*** Supplied material
PR #4333, opened 2018-11-07
Make ToolbarItem constructor match properties

breyed:
This changes the `ToolbarItem` constructor's `name` parameter to `text`, to match the non-obsolete `Text` that gets the value. Without the change, it's confusing when tracing data flow related to `Text`, since it doesn't appear at first that it's being set.

### Issues Resolved ### 

- fixes #

### API Changes ###

 
 None

### Platforms Affected ### 

- Core/XAML (all platforms)
- iOS
- Android
- UWP

None

Not applicable

### PR Checklist ###

- [ ] Has automated tests 

### DIFF
--- a/Xamarin.Forms.Core/ToolbarItem.cs
+++ b/Xamarin.Forms.Core/ToolbarItem.cs
@@ -16,12 +16,12 @@ namespace Xamarin.Forms
 		{
 		}
 
-		public ToolbarItem(string name, string icon, Action activated, ToolbarItemOrder order = ToolbarItemOrder.Default, int priority = 0)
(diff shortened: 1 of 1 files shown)


StephaneDelcroix:
Thanks for this first PR, @breyed. We usually do not accept that kind of PRs (or style-changing ones), as the cost/benefit is quite high. Aim for something bigger next time, but make sure there is a "next time".

breyed:
IMHO, improvements to usage of the library are generally more important than internal-only improvements, such as your example of style changes. Since the parameter name shows up in users' Intellisense and impacts how easy the library is to work with, I'd say even such a small change is valuable enough to make. APIs that have their tidiness neglected are subject to death by a thousand papercuts.

Thanks for understanding and pulling in this edit. If I was aware of other changes to roll in, I would have included them, and will continue to keep an eye out.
******
Instructions to follow:
Reproduce each line of the entries in which the word "Xamarin" is found.

Response:
--- a/Xamarin.Forms.Core/ToolbarItem.cs
+++ b/Xamarin.Forms.Core/ToolbarItem.cs
@@ -16,12 +16,12 @@ namespace Xamarin.Forms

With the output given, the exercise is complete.